PR #1079, opened 2017-09-14
ipa-server-upgrade: fix the logic for tracking certs

flo-renaud:
ipa-server-upgrade needs to configure certmonger with the right options
in order to track PKI, HTTP and LDAP certs (for instance the RA agent cert
location has changed from older releases).
The upgrade code looks for existing tracking requests with the expected
options by using criteria (location of the NSSDB, nickname, CA helper...)
If a tracking request is not found, it means that it is either using wrong
options or not configured. In this case, the upgrade stop tracking
all the certs, reconfigures the helpers, starts tracking the certs so that
the config is up-to-date.

The issue is that the criteria is using the keyword 'ca' instead of
'ca-name' and this leads to upgrade believing that the config needs to be
updated in all the cases.

https://pagure.io/freeipa/issue/7151

### DIFF
--- a/ipaserver/install/server/upgrade.py
+++ b/ipaserver/install/server/upgrade.py
@@ -925,7 +925,7 @@ def certificate_renewal_update(ca, ds, http):
         {
             'cert-database': paths.PKI_TOMCAT_ALIAS_DIR,
             'cert-nickname': 'auditSigningCert cert-pki-ca',
-            'ca': 'dogtag-ipa-ca-renew-agent',
+            'ca-name': 'dogtag-ipa-ca-renew-agent',
             'cert-presave-command': template % 'stop_pkicad',
             'cert-postsave-command':
                 (template % 'renew_ca_cert "auditSigningCert cert-pki-ca"'),
@@ -933,7 +933,7 @@ def certificate_renewal_update(ca, ds, http):
         {
             'cert-database': paths.PKI_TOMCAT_ALIAS_DIR,
             'cert-nickname': 'ocspSigningCert cert-pki-ca',
-            'ca': 'dogtag-ipa-ca-renew-agent',
+            'ca-name': 'dogtag-ipa-ca-renew-agent',
             'cert-presave-command': template % 'stop_pkicad',
             'cert-postsave-command':
                 (template % 'renew_ca_cert "ocspSigningCert cert-pki-ca"'),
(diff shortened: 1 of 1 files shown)


rcritten:
Are you sure about the property name? I see no ca-name defined in certmonger, but it does know about ca, in src/tdbus.h: #define CM_DBUS_PROP_CA "ca"

flo-renaud:
Yes, there is special code in https://pagure.io/freeipa/blob/master/f/ipalib/install/certmonger.py#_179 to handle the ca name.

rcritten:
I'm still seeing it fail to find the request for 'caSigningCert cert-pki-ca' and therefore reconfiguring the tracking again. It succesfully found a few others including subsystem and ocsp (and perhaps others, I wasn't paying that close attention).

flo-renaud:
Hi @rcritten 
I can't manage to reproduce what you are seeing. Which version did you install before launching the upgrade?

frasertweedale:
@rcritten @flo-renaud if there is a problem with the criteria for `caSigningCert cert-pki-ca`, IMO it can be treated as a separate issue from this one.

(OTOH a drive-by fix would be fine too, but since @flo-renaud doesn't have a reproducer yet I don't think we need to hold up this fix).

rcritten:
@flo-renaud I'm just re-running ipa-server-upgrade and every time it resets the certmonger tracking. Running from master in rawhide.

frasertweedale:
I think this patch has an undesirable interaction with #1045 (apart from the merge conflict).
If HTTP/DS service certs are not issued by IPA CA, we do not track them.  But the list of `requests` in `certificate_renewal_update` includes the HTTP and DS service certs.

So if they are (legitimately) not tracked, it does not find a tracking request, then all the tracking requests get removed and replaced.

rcritten:
@frasertweedale re: tackling 'caSigningCert cert-pki-ca' later, if the point is to not re-create the tracking with each upgrade then I think it's relevant. I can try to reproduce again with a clean install if desired.

rcritten:
I manually re-based and re-tested and it is working as expected on a stock install in rawhide.

@frasertweedale has a point about the Apache and 389-ds certs. @flo-renaud already has code to find nicknames from 87540fe1ef8a191e521ddf1584b4cbebb7dece94 . Perhaps that should be integrated. If the nickname is not Server-Cert then don't add it to the requests list.

flo-renaud:
@rcritten Thank you for your time re-testing.
@frasertweedale Thank you for the comment about service certs not issued by IPA CA. I added code to handle this case.

flo-renaud:
master:

* 73b20975698d449229e5f7ac2eecff7da135822d ipa-server-upgrade: fix the logic for tracking certs
* d87163c29096e04553b0e1fcf7c1753e8a6cf716 ipa-server-upgrade: do not add untracked certs to the request list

* * *

*TASK REQUIREMENTS*. Compute how many lines of the records above hold the string "using". Give the number with no other output.

*EXPECTED ANSWER*. 3